The first is to treat the MCDRAM as a third level cache. When there are data misses from the L2 cache, the system will look for the data in the 3rd level cache. This could be considered the more traditional approach to using MCDRAM. The second method is to use MCDRAM in flat mode, where the memory is mapped to the physical address space of the process. There is also the hybrid mode where MCDRAM can be used in both methods, where half of the memory is used as a L3 cache and the other half as flat memory.

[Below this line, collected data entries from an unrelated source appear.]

PR #259, opened 2024-09-19
fixed verification code, added tests

fomalhautb:


apps/e2e/tests/backend/endpoints/api/v1/contact-channels/verify.test.ts
```diff
@@ -59,3 +59,59 @@ it("each verification code that was already requested can be used exactly once",
     `);
   }
 });
+
+it("should not allow verify a code that doesn't exist", async ({ expect }) => {
```
N2D4, line 63:
```suggestion
it("should not allow verifying a code that doesn't exist", async ({ expect }) => {
```

N2D4 (approved):
merge when fixed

[clickToTweet tweet=”Understand the memory in the Intel Xeon Phi processor. #intelxeonphi” quote=”Understanding the different types of memory in the Intel Xeon Phi processor is fundamental to obtaining performance gains.”]Since memory bandwidth can be so important in the overall performance of an application, understanding what is happening in these different scenarios is very important as the application is being developed and tested. If the application’s data fits mostly in L2 cache, the bandwidth to and from memory will be small and not significant in the overall performance. Computing the bandwidth when the MCDRAM is configured in flat mode is fairly straightforward. When the MCDRAM is used either entirely or partially as an L3 cache, then the calculation is more complex, as the eviction of cache lines need to be taken into account.
Knowing the theoretical bandwidth of the system can help developers to understand how an application is performing. There are a number of events that can be monitored when the application is running that will give information as to the memory bandwidth. If the observed bandwidth is significantly less than expected, this probably points to poor spatial locality. If a large number of TLB misses are observed, this will become obvious with the events that are generated. The developer should understand that the MCDRAM bandwidth is significantly higher than the DDR bandwidth and should be able to adjust the algorithm implementation accordingly. By placing data structures in MCDRAM, the performance can be improved significantly.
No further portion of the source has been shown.